In answer to the title of your post - yes, it is more challenging to parent with other parents around but that is life and there will always be external circumstances and parents with differing rules to you. You just need to navigate them. Just know your own mind and values and try not to worry about judgement. Also, in those situations you describe you can loosen the reigns a little for an easy life.

With the shop example, it sounds like the shopper was trying to make the situation easier rather then undermining your parenting.

LiarLiarKnickersAblaze · 13/10/2024 08:48

Eenameenadeeka · 13/10/2024 08:47

You're criticizing another mother because her child said she was a witch but your own 9 year old had what you have called a massive meltdown and a tantrum over not getting an ice cream? That's very hypocritical of you, and not typical behavior for a 9 year old so not sure why you're judging anyone else.

Yes, that's on me. And we dealt with that.

I can judge others and also have stuff I need to improve myself. Both things can exist.

Believe me, the other kids would have had a meltdown if they hadn't been funnelled a third donut.

OP posts:
GretchenWienersHair · 13/10/2024 08:49

Is DD your first child, @LiarLiarKnickersAblaze ?

Velvian · 13/10/2024 08:49

I think if you're out with friends in a party type atmosphere, you are agreeing to treats really imo. I think the mistake was giving DD treats before the meet up.

Things like this are the start of independence and letting go. Leaving your dd to manage herself a bit more.
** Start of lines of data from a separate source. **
PR #1426, opened 2022-04-28
Check if Language Server path is an empty string

raffaeleterribile:
The extension searches in the Language Server in the path configured in the settings and then in the default folder.
But if the path in the settings is an empty string, the Language Server executable wasn't found because was checked only if this setting is undefined or null, not an empty string.
Now the default folder is used even if the setting is an empty string.


src/VSCodeExtension/src/languageServer.ts
```diff
@@ -127,7 +127,7 @@ export class LanguageServer {
 
         // If lsPath is still undefined or null, then we didn't have a manual
         // path set up above.
-        if (lsPath === undefined || lsPath === null) {
+        if (lsPath === undefined || lsPath === null || (lsPath.trim() === "")) {
```
ricardo-espinoza, line 130:
```suggestion
        if (lsPath === undefined || lsPath === null || lsPath.trim() === "") {
```

ricardo-espinoza (changes requested):

ricardo-espinoza (approved):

Of course food that you wouldn't have at home gets consumed.

A good home base and diet is what is important and what will carry through to adulthood.

It is very tiresome to be out in a group setting allowing your DC a bit of a freedom, with that parent trying to lay down their individual home rules.

bergamotorange · 13/10/2024 08:49

LiarLiarKnickersAblaze · 13/10/2024 08:44

So we're just OK then with a society where people fill their kids with crap and the ones that don't or parent are the unreasonable ones.

OK.

Your child went to Subway for lunch.

Subway is not good food.

It's a bit rich to judge others when your own choices are not 'healthy' anyway.

MeowCatPleaseMeowBack · 13/10/2024 08:50

Yes I am judging them because their poor choices impact my day out.

Your poor parenting impacted theirs too. They had to listen to your nine-year-old tantrumming like a toddler and listen to you picking her up on minor things like her tone of voice when saying excuse me.